# Tabela zamiennikow programow z win -> linux

## koper

Witam !

 Kiedys powstała taka oto lista: http://www.rwo.pl/zamienniki.html#11

 Ale ostatni update rok 2003, co myslicie panowie o stworzeniu takiej nowej listy ? Albo moze ja jestem w bledzie i taka lista istnieje ?

 Jezeli natomiast nie to wspolnie napewno stworzylibysmy duzo zamiennikow i szybko, przyda sie nie jednemu poczatkujacemu linux fanowi, jaki ludziom dluzej siedzacym w tym systemie  :Smile: 

 Pozdrawiam

 Koper

----------

## cielak

niezły pomysł, jestem za... tylko niech dotrwam do końca sesji to pomogę

----------

## Kurt Steiner

Tu jest stronka o podobnej tematyce - open-source'owe zamienniki programów komercyjnych (linux, windows, mac os x, etc).

----------

## Raku

 *koper wrote:*   

> przyda sie nie jednemu poczatkujacemu linux fanowi, jaki ludziom dluzej siedzacym w tym systemie 

 

... raczej tylko początkującym.
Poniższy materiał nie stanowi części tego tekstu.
PR #240, opened 2023-11-04
implement pump-probe calibration for hextof

steinnymir:
calibration methods for the pump-probe delay at FLASH.


steinnymir:
Main methods and tests present. Missing tutorial update

steinnymir:
ready for review!

steinnymir:
fixes and closes #246

sed/calibrator/delay.py
```diff
@@ -25,22 +28,102 @@ class DelayCalibrator:
...
         """Initialization of the DelayCalibrator class passes the config.
 
         Args:
             config (dict, optional): Config dictionary. Defaults to None.
         """
-        if config is None:
-            config = {}
-
-        self._config = config
+        self._config: dict = config or {}
```
rettigl, line 37: This kind of construct has raised an error in the tests, at least for list (with the sector delays). Not sure when and why this is a problem. I'd rather add one more line and make sure the code works.

sed/calibrator/delay.py
```diff
@@ -25,22 +28,102 @@ class DelayCalibrator:
...
-        self.adc_column = self._config["dataframe"]["adc_column"]
-        self.delay_column = self._config["dataframe"]["delay_column"]
-        self.calibration: Dict[Any, Any] = {}
+        self.adc_column: str = self._config["dataframe"].get("adc_column", None)
+        self.delay_stage_column: str = self._config["dataframe"].get("delay_stage_column", None)
+        if self.delay_stage_column is None and self.adc_column is None:
+            raise ValueError("No delay stage column specified.")
+        self.delay_column: str = self._config["dataframe"]["delay_column"]
+        self.calibration: Dict[str, Any] = self._config["delay"].get("calibration", {})
+        self.fluctuations: Dict[str, Any] = self._config["delay"].get("fluctuations", {})
```
rettigl, line 46: I'd suggest to make a similar contruct here as for the energy shifts, to create a shift dictionary, with constant and column-dependent shifts.

sed/calibrator/delay.py
```diff
@@ -25,22 +28,102 @@ class DelayCalibrator:
...
+        *args,
+        **kwargs,
+    ) -> Tuple[Union[pd.DataFrame, dask.dataframe.DataFrame], dict]:
+        """TODO: docstring"""
+        if self.loader not in ["mpes", "flash"]:
+            raise NotImplementedError(
+                f"Delay calibration is implemented for 'mpes' and 'flash', not {self.loader}.",
+            )
+        method = getattr(self, f"append_delay_axis_{self.loader}")
+        return method(df, *args, **kwargs)
```
rettigl, line 60: Is it necessary to do this overloading of the function? For flash, you do not strictly do a calibration (i.e. changing of coordinate system) of the delay axis, but essentially a shift, and this would be a function also interesting to have for mpes (if the calibration was off or so). So I would split the two into two seperate functions, calibrate_delay_axis, and shift_delay_axis.

sed/calibrator/delay.py
```diff
@@ -25,22 +28,102 @@ class DelayCalibrator:
...
+
+    def append_delay_axis_flash(
```
rettigl, line 62: shift_delay_axis

rettigl: and include the BAM here as well as column based shift

sed/calibrator/delay.py
```diff
@@ -25,22 +28,102 @@ class DelayCalibrator:
...
+            raise ValueError("No time0 value specified.")
+
+        if flip_time_axis is None:
+            fta_str: str = str(self.calibration.get("flip_time_axis", False))
+            flip_time_axis = fta_str.lower() in ["true", "1", "yes"]
+        else:
+            self.calibration["flip_time_axis"] = flip_time_axis
+
+        def calibrate_time(x, time0, flip_time_axis) -> Any:
+            return (x[delay_stage_column] - time0) * (-1 if flip_time_axis else 1)
```
rettigl, line 111: can you use the shift_by_constant function we already have in dfops? It can also do a flip, no?

sed/calibrator/delay.py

Bo osobom dłużej korzystającym z linuksa nazwy windowsowych programów dużo nie mówią...

----------

## Yatmai

 *Raku wrote:*   

> Bo osobom dłużej korzystającym z linuksa nazwy windowsowych programów dużo nie mówią...

 

nie ma jak przejście z jednej skrajności w drugą  :Very Happy:  niemniej nawet zaawansowanym się przyda... czemu ? bo przychodzą do takiego l33t'a n00b'y i pytają o odpowiednik X na lin, to ich sie odeśle, niech sobie przejrzą  :Smile: 

----------

## koper

No dobrze, ale warto zajac sie taka lista ? Moim zdaniem tak.

 Koper

----------

## Raku

 *Art.root wrote:*   

> nie ma jak przejście z jednej skrajności w drugą 

 

dlaczego od razu skrajność?

Naprawdę nie kojarzę programów pod windowsa i wolałbym listę odpowiedników, ale w drugą stronę (linux->windows).

----------

## koper

 *Raku wrote:*   

>  *Art.root wrote:*   nie ma jak przejście z jednej skrajności w drugą  
> 
> dlaczego od razu skrajność?
> 
> Naprawdę nie kojarzę programów pod windowsa i wolałbym listę odpowiedników, ale w drugą stronę (linux->windows).

 

 Taka lista rowniez umozliwila by Ci zamiane w druga strone, przeciez to nieproblem  :Smile: 

 Pozdrawiam

 Koper

----------

## Yatmai

 *Raku wrote:*   

>  *Art.root wrote:*   nie ma jak przejście z jednej skrajności w drugą  
> 
> dlaczego od razu skrajność?
> 
> Naprawdę nie kojarzę programów pod windowsa i wolałbym listę odpowiedników, ale w drugą stronę (linux->windows).

 

No może niekoniecznie skrajność, ot takie przejście na drugą stronę lustra względem chwil gdy zaczynało się z linuksem i praktycznie nie wiedziało się co od czego  :Very Happy: 

----------

## BeteNoire

Jestem za updatem strony zamienników. Sam zaczynałem od takiej tabeli i była mi bardzo pomocna - wszystko przejrzyście w jednym miejscu.

----------

## pancurski

Też jestem ZA. Jak możemy to zrobić? Może ktoś z forum będzie koordynował, a po stworzeniu zrobimy update.

----------

## Gabrys

 *Raku wrote:*   

>  *Art.root wrote:*   nie ma jak przejście z jednej skrajności w drugą  
> 
> dlaczego od razu skrajność?
> 
> Naprawdę nie kojarzę programów pod windowsa i wolałbym listę odpowiedników, ale w drugą stronę (linux->windows).

 

To mógłbym jeszcze poprzeć. Jeszcze proponuję zrobienie bazy programów pod Windowsa, bo szukanie takich jest cholernie trudne. Na szczęście nie muszę zbyt często korzystać, więc mnie głowa nie boli  :Smile: .

----------

## Belliash

Rowniez jestem ZA!

----------

## Gabrys

Jak komuś chce się czymś takim zająć, to proponuję wybrać się na stronę wikidot.com, założyć tam serwis wiki (oczywiście za darmo). Dać wszystkim prawo edycji i zapodać linkiem na forum. Kto będzie chciał, to dopisze.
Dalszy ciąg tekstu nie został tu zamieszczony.